#### EXERCISE DATA
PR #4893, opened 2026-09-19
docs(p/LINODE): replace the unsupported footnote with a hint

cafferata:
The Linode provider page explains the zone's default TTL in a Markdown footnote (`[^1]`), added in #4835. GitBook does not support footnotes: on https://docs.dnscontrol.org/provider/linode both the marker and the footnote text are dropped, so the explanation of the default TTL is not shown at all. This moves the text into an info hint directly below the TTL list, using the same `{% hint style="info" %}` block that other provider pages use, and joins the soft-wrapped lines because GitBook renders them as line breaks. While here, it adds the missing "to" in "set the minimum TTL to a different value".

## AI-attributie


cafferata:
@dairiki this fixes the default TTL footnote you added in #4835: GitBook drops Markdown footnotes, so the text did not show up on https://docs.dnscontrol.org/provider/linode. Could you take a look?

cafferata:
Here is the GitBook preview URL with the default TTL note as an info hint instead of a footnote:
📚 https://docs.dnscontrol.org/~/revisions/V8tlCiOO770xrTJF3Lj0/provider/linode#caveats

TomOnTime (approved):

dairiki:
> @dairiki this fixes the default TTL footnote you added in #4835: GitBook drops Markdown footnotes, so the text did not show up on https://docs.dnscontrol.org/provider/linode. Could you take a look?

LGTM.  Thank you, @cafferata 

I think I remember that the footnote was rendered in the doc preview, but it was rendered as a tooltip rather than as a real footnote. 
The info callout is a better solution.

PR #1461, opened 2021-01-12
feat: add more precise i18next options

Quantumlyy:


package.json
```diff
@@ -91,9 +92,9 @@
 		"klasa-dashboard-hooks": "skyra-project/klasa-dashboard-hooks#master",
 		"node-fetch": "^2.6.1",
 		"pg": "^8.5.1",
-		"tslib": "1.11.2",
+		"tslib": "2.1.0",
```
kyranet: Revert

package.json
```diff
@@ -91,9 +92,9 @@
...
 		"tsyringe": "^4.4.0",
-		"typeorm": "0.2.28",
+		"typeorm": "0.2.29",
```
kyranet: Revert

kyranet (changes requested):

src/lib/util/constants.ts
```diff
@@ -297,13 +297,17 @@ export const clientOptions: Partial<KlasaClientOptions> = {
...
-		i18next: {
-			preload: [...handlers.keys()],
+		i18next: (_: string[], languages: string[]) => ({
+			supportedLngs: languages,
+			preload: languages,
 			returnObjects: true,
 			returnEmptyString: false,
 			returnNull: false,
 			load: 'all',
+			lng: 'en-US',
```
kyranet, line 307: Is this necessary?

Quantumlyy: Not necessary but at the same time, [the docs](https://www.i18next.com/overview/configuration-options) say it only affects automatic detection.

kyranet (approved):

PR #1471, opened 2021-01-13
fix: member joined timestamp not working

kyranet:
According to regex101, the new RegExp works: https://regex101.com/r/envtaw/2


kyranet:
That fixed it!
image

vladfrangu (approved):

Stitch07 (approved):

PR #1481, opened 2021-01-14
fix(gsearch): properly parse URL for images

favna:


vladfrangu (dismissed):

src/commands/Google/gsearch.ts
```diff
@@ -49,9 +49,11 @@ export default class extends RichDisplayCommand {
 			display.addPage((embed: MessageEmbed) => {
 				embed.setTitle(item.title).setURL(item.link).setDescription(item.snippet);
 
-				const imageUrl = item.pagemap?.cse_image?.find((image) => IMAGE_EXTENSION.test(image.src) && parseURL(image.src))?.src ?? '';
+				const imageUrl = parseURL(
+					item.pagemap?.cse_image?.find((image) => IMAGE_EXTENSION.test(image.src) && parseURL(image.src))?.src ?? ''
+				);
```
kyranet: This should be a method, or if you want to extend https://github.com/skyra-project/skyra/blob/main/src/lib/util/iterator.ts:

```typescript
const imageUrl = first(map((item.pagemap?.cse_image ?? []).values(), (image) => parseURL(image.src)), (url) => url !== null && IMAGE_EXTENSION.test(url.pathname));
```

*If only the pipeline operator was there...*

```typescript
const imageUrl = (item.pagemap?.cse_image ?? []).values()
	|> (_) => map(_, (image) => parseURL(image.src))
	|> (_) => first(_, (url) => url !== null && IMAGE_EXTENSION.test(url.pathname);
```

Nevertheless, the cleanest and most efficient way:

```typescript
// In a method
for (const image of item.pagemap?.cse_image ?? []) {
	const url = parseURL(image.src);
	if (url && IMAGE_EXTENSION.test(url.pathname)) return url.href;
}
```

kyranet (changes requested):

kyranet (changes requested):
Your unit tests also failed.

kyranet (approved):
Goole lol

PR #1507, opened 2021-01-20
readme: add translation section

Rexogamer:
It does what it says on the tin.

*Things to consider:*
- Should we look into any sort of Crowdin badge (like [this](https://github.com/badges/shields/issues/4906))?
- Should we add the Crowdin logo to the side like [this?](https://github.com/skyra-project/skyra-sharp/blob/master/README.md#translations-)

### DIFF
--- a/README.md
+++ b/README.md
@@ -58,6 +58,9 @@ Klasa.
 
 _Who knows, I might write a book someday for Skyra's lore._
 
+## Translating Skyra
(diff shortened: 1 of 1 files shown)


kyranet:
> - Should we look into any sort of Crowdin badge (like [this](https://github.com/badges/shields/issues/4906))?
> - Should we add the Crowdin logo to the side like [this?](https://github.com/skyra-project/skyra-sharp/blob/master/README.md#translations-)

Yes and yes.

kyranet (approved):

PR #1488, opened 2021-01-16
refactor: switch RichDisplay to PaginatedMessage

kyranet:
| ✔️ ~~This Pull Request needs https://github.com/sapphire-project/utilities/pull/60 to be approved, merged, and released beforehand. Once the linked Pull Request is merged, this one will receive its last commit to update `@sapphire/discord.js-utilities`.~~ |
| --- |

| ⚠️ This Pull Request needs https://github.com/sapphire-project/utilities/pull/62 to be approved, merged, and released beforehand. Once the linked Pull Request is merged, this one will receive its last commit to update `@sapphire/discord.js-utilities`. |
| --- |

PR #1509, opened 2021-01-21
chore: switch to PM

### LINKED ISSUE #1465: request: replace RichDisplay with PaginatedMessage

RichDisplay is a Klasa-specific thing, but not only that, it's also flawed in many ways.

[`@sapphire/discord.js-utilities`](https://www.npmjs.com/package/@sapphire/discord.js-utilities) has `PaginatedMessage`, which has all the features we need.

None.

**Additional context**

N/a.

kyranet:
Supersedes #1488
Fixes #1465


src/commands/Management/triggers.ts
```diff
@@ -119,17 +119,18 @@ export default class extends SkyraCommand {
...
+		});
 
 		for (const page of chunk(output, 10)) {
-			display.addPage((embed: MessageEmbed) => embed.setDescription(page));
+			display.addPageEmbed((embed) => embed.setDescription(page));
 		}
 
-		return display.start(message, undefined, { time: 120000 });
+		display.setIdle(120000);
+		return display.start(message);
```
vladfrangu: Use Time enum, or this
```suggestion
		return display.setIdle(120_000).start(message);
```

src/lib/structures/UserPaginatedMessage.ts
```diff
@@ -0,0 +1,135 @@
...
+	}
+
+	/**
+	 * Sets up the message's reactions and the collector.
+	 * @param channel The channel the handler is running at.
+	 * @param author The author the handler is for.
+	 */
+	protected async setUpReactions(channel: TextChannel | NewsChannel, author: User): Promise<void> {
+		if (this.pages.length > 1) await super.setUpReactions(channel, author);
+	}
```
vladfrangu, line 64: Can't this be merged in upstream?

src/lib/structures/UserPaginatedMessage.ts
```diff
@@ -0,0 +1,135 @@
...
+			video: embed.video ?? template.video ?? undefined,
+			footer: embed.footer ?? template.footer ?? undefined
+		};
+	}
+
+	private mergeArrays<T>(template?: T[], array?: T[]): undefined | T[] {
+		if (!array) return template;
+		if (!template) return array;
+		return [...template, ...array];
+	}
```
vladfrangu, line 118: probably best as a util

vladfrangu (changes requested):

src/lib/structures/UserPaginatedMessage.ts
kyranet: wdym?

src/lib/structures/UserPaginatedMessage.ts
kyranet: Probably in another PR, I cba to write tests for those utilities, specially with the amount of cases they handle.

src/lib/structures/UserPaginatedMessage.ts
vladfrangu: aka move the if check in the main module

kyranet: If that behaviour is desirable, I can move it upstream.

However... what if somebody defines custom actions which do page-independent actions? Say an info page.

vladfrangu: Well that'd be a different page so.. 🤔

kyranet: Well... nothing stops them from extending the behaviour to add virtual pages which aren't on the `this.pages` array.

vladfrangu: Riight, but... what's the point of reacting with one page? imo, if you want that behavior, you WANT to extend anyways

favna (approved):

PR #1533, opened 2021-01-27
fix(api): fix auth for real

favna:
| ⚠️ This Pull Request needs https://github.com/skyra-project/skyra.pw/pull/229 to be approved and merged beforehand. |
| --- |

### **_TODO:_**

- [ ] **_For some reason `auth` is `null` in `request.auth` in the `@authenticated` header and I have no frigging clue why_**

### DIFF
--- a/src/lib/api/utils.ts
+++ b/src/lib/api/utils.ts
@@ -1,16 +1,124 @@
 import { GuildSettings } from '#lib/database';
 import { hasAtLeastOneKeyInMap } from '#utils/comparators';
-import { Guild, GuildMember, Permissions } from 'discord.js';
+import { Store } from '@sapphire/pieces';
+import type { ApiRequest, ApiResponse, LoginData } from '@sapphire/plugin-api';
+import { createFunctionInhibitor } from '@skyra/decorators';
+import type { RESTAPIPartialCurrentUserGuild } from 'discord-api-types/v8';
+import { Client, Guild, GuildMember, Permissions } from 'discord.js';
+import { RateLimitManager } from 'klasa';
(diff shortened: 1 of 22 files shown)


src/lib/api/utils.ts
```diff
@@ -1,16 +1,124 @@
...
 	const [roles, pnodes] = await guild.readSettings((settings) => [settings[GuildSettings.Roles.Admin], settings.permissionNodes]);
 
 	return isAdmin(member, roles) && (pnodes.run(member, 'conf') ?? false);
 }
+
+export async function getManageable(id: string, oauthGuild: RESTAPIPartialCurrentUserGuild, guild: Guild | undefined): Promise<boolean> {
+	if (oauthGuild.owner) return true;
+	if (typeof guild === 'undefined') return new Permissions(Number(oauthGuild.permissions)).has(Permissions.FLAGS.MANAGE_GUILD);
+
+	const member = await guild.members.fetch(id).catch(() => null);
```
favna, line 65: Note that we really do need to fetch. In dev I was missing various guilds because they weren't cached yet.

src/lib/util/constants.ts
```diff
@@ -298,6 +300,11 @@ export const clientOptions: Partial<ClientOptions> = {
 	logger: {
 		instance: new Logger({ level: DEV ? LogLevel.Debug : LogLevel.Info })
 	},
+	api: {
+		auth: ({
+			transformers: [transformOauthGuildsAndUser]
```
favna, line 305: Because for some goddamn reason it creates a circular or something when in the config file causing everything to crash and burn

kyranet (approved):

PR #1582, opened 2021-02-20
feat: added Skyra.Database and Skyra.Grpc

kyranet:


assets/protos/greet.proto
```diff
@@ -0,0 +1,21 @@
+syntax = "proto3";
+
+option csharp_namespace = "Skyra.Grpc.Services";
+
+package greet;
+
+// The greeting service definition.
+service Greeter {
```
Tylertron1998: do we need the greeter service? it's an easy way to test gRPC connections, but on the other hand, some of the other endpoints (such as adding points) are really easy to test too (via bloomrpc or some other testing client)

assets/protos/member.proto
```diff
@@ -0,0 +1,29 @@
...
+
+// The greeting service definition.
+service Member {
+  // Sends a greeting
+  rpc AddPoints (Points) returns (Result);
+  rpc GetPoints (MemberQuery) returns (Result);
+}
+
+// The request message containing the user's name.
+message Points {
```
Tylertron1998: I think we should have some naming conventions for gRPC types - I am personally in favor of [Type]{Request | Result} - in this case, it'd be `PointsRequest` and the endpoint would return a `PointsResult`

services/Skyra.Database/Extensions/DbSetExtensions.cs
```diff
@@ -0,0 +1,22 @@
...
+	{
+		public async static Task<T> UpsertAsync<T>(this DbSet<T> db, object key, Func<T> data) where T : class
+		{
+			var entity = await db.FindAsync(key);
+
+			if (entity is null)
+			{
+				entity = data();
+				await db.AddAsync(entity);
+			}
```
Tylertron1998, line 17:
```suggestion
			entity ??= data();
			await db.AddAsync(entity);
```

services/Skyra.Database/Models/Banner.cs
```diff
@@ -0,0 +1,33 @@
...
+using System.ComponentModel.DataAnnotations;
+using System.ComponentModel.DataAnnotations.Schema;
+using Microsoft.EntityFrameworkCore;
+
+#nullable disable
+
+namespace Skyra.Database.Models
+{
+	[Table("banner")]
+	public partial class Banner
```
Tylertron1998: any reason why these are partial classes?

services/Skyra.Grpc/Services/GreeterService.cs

#### YOUR INSTRUCTIONS
In the records above, how many lines hold "setIdle"? Only the number is wanted.

#### SOLVED EXERCISE
2